§ **Try it**:
Each line of the material holding the word "inherited" must be identified and copied.

━━━━

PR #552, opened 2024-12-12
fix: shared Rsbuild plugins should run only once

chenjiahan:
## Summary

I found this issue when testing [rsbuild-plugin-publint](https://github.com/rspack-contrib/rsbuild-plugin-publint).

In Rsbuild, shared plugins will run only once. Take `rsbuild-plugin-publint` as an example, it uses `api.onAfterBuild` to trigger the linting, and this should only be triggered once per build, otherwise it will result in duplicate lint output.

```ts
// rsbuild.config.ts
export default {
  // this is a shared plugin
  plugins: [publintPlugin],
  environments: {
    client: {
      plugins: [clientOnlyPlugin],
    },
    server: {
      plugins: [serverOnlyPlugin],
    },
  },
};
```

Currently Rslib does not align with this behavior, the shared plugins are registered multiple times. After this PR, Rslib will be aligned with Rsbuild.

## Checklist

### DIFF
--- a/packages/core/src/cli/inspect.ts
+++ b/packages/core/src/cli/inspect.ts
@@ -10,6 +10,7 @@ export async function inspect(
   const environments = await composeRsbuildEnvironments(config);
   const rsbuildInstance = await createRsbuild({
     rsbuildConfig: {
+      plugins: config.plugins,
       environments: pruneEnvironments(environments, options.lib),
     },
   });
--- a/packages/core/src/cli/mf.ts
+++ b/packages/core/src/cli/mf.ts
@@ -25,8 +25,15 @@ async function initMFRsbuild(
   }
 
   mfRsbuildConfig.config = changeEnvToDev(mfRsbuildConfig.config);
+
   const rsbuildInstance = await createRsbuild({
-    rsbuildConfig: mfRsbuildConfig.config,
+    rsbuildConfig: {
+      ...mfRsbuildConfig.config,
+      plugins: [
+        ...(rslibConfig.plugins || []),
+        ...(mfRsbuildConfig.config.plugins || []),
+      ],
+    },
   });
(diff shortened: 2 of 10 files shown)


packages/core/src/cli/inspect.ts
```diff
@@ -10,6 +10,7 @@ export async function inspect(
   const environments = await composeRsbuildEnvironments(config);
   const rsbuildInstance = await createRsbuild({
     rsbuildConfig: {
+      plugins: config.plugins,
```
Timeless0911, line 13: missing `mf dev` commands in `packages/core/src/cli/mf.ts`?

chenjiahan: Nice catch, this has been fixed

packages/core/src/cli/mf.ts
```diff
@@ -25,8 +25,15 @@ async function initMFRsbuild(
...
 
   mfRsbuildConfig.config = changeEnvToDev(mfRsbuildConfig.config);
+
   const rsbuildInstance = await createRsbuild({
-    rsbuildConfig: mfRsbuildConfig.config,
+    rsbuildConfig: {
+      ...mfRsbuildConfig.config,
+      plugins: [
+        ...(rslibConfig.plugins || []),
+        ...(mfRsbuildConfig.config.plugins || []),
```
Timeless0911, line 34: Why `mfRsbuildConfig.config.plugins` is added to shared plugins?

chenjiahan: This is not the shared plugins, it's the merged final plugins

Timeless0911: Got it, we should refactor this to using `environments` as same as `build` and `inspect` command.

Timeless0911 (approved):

━━━━

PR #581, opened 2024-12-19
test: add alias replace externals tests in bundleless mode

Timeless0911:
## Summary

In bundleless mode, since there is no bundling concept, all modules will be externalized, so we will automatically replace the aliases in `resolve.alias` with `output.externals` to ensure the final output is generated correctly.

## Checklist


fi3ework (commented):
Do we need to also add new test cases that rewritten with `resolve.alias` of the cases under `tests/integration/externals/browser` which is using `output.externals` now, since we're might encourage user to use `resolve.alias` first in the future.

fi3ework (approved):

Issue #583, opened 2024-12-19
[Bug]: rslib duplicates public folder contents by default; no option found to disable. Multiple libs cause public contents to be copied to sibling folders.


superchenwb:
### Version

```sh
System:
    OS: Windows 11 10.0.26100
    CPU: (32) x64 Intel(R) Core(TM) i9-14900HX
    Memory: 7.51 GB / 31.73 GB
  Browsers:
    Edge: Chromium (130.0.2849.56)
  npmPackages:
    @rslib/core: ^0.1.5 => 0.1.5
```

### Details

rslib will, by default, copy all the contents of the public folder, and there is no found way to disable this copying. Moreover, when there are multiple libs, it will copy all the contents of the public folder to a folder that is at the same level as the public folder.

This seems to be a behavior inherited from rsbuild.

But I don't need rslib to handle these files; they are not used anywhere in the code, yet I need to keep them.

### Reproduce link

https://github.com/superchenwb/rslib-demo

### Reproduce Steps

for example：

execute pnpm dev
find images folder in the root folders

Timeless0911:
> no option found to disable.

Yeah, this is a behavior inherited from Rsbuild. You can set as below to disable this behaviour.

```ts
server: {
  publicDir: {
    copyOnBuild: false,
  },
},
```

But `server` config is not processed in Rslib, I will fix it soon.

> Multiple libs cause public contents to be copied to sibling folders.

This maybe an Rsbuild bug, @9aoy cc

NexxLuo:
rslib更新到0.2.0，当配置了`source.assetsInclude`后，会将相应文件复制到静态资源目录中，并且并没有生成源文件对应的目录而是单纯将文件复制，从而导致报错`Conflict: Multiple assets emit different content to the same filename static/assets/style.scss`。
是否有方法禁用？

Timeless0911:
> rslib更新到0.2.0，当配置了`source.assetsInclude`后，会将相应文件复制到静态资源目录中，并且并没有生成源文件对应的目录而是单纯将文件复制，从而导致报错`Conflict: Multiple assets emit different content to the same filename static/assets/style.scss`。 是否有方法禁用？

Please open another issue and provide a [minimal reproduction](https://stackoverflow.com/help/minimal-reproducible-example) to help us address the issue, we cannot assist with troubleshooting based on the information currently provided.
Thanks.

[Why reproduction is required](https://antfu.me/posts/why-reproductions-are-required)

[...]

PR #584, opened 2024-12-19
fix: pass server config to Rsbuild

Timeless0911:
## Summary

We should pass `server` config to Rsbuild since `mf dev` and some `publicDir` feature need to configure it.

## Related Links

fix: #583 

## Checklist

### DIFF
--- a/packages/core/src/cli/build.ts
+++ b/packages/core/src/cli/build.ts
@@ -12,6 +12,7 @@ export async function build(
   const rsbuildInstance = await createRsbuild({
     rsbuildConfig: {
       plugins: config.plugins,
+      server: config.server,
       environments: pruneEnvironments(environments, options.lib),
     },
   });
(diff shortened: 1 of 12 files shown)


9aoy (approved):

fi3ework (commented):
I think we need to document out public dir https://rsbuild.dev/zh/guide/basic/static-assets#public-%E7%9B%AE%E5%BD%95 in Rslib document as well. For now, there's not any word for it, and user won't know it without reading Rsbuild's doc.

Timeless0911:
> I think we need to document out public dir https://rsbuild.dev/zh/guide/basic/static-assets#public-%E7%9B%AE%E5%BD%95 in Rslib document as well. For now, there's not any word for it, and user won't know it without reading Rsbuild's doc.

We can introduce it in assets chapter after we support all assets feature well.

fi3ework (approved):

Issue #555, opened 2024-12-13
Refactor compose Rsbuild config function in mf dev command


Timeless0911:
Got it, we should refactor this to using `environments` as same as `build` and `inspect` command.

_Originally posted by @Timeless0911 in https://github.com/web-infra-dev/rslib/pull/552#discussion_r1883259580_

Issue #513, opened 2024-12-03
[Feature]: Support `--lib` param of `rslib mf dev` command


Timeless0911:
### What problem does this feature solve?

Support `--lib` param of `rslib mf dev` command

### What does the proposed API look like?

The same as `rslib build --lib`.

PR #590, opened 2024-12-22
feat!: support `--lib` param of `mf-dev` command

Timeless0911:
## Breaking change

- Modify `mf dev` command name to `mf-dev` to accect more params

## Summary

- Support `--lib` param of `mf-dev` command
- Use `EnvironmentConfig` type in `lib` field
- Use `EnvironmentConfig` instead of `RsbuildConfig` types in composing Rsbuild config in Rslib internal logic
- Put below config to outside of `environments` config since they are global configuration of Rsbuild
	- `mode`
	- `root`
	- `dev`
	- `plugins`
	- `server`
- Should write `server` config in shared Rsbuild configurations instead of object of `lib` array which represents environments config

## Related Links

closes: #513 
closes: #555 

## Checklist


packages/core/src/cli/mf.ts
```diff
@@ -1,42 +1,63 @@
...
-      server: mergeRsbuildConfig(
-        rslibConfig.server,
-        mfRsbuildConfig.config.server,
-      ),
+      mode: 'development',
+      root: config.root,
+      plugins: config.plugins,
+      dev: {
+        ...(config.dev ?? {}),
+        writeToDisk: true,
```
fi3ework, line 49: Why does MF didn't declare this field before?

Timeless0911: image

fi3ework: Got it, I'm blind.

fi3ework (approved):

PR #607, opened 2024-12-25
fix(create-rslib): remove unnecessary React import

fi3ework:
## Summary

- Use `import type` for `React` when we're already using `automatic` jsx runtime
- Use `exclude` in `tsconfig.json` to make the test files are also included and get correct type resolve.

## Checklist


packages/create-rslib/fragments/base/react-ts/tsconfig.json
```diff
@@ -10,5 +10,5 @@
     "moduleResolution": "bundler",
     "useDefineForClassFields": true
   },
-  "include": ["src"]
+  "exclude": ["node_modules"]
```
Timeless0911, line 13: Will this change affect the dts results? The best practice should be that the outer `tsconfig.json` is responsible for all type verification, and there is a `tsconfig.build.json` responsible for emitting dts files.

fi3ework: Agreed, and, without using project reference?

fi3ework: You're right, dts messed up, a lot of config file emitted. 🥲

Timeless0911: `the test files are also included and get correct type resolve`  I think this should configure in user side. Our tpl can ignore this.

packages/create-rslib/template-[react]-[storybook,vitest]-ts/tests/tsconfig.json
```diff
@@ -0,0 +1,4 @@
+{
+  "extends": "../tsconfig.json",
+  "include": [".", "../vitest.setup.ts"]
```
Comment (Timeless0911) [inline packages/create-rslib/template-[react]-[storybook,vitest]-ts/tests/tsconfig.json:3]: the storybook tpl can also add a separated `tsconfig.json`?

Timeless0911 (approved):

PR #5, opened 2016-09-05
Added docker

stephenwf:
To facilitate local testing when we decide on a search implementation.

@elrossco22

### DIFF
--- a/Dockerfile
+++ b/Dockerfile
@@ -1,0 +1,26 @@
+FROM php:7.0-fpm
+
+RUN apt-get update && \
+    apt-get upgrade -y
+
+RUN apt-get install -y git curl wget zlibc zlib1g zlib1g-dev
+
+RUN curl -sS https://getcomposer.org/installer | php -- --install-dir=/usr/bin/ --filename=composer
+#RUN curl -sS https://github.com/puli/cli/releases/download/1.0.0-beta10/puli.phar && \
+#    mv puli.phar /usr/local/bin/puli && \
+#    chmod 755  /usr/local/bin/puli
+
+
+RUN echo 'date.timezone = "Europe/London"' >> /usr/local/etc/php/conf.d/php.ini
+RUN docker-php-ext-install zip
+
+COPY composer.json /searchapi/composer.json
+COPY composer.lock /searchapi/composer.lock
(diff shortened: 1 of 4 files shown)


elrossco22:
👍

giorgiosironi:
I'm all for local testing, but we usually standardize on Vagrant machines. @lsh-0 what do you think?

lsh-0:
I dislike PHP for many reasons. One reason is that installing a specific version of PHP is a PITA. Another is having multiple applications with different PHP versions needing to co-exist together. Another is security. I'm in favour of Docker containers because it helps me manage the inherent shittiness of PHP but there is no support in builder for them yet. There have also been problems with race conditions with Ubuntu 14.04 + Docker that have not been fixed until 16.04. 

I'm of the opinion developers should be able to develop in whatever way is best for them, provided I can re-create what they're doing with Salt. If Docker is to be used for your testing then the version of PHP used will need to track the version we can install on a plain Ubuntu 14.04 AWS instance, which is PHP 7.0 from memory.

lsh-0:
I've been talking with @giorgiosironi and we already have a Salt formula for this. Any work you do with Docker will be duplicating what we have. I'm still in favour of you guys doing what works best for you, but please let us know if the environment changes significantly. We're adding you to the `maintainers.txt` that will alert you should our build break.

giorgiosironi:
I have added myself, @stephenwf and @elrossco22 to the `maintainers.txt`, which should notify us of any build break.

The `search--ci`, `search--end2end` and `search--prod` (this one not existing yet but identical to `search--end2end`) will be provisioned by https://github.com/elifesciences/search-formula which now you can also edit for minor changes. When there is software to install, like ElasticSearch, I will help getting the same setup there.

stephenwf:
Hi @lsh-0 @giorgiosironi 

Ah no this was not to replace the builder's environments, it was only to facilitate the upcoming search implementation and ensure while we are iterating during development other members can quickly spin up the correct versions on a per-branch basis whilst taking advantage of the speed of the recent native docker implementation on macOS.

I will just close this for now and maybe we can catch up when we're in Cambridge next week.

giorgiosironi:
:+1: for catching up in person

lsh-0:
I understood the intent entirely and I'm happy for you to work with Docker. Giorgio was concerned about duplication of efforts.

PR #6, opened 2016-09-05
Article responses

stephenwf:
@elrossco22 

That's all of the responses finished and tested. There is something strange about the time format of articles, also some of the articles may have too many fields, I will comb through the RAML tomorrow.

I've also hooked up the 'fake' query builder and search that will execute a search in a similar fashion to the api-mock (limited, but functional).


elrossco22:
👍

━━━━

§ **Answer space**:
This seems to be a behavior inherited from rsbuild.
Yeah, this is a behavior inherited from Rsbuild. You can set as below to disable this behaviour.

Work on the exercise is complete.